Collected data:
PR #2724, opened 2022-09-01
feat: update repository templates

mmcshinsky-bitgo:
* Update: Additional steps for bug and feature requests
* Add: Pull request template to set pull request expectations

BG-56523

PR #2730, opened 2022-09-04
feat(sdk-core): add recid to fully constructed signature

johnoliverdriscoll:
Issue: BG-56664

### DIFF
--- a/modules/bitgo/test/v2/fixtures/tss/ecdsaFixtures.ts
+++ b/modules/bitgo/test/v2/fixtures/tss/ecdsaFixtures.ts
@@ -319,14 +319,14 @@ export const mockDShareToBitgo = {
 export const mockSShare = {
   i: 3,
   y: '0362c0f94da66b5cb2880d1bd8c0c407cfa417be23cfc29d3d02aec83a70f6d8ab',
-  r: '181273015b236d9b4de9811a76167db16e20bd34b9bde369ccd352e7bffbbc7f',
+  R: '02181273015b236d9b4de9811a76167db16e20bd34b9bde369ccd352e7bffbbc7f',
   s: '549291233abb0a8f8cf6948b956a596c90b16f9ae15554d77e7a8f69e04ac311',
 };
 
-export const mockSignature = {
+export const mockSShareFromUser = {
   i: 1,
   y: '0362c0f94da66b5cb2880d1bd8c0c407cfa417be23cfc29d3d02aec83a70f6d8ab',
-  r: '181273015b236d9b4de9811a76167db16e20bd34b9bde369ccd352e7bffbbc7f',
+  R: '02181273015b236d9b4de9811a76167db16e20bd34b9bde369ccd352e7bffbbc7f',
   s: '4ffc4eb69700daa897662db238e06a856c697807ab22a3824ad472eb59e7d86f',
 };
 
--- a/modules/sdk-core/src/account-lib/mpc/tss/ecdsa/ecdsa.ts
+++ b/modules/sdk-core/src/account-lib/mpc/tss/ecdsa/ecdsa.ts
@@ -22,7 +22,6 @@ import {
   SignCombineRT,
   DShare,
   OShare,
-  SignRT,
   SShare,
   SignShareRT,
   KShare,
@@ -314,9 +313,9 @@ export default class Ecdsa {
    * @param {OShare} oShare private omicron share of current participant
    * @param {DShare} dShare delta share received from the other participant
    * @param {Hash} hash hashing algorithm implementing Node`s standard crypto hash interface
-   * @returns {SignRT}
+   * @returns {SShare}
    */
-  sign(M: Buffer, oShare: OShare, dShare: DShare, hash?: Hash): SignRT {
+  sign(M: Buffer, oShare: OShare, dShare: DShare, hash?: Hash): SShare {
     const m = (hash || createHash('sha256')).update(M).digest();
 
     const delta = Ecdsa.curve.scalarAdd(hexToBigInt(oShare.delta), hexToBigInt(dShare.delta));
@@ -335,7 +334,7 @@ export default class Ecdsa {
     return {
       i: oShare.i,
       y: oShare.y,
-      r: bigIntToBufferBE(r, 32).toString('hex'),
+      R: pointR.toHex(true),
       s: bigIntToBufferBE(s, 32).toString('hex'),
     };
   }
@@ -346,21 +345,23 @@ export default class Ecdsa {
    * @returns {Signature}
    */
   constructSignature(shares: SShare[]): Signature {
-    // Every r must match.
-    const r = shares[0]['r'];
-    const isRMatching = shares.map((share) => share['r'] === r).reduce((a, b) => a && b);
+    // Every R must match.
+    const R = shares[0]['R'];
+    const isRMatching = shares.map((share) => share['R'] === R).reduce((a, b) => a && b);
     if (!isRMatching) {
-      throw new Error('r value should be consistent across all shares');
+      throw new Error('R value should be consistent across all shares');
     }
 
     let s = shares.map((share) => hexToBigInt(share['s'])).reduce(Ecdsa.curve.scalarAdd);
+    const recid = (R.slice(0, 2) === '03' ? 1 : 0) ^ (s > Ecdsa.curve.order() / BigInt(2) ? 1 : 0);
 
     // Normalize s.
     s = s > Ecdsa.curve.order() / BigInt(2) ? Ecdsa.curve.order() - s : s;
     return {
       y: shares[0]['y'],
-      r: r,
+      r: R.slice(2),
       s: bigIntToBufferBE(s, 32).toString('hex'),
+      recid: recid,
     };
   }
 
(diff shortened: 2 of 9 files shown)


modules/sdk-core/src/account-lib/mpc/tss/ecdsa/types.ts
```diff
@@ -164,13 +164,14 @@ export interface SignCombineRT {
 
 export interface Signature {
   y: string;
+  recid: number;
   r: string;
   s: string;
 }
 
 export interface SignRT {
```
sachushaji, line 172: NIT: We can remove this SIgnRT from everywhere as it is equivalent to SShare.

sachushaji: or may be for backward compatibility
```suggestion
export interface SignRT = SShare;
```

modules/sdk-core/src/bitgo/tss/ecdsa/ecdsa.ts
```diff
@@ -428,8 +428,8 @@ export function parseMuShare(share: SignatureShareRecord): MUShare {
  */
 export function convertMuShare(share: MUShare): SignatureShareRecord {
   return {
-    to: getParticapantFromIndex(share.i),
-    from: getParticapantFromIndex(share.j),
+    to: getParticipantFromIndex(share.i),
```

== What to produce ==
Of the lines above, copy each one that contains the word "reduce".

== Result for this task ==
-    const isRMatching = shares.map((share) => share['r'] === r).reduce((a, b) => a && b);
+    const isRMatching = shares.map((share) => share['R'] === R).reduce((a, b) => a && b);
     let s = shares.map((share) => hexToBigInt(share['s'])).reduce(Ecdsa.curve.scalarAdd);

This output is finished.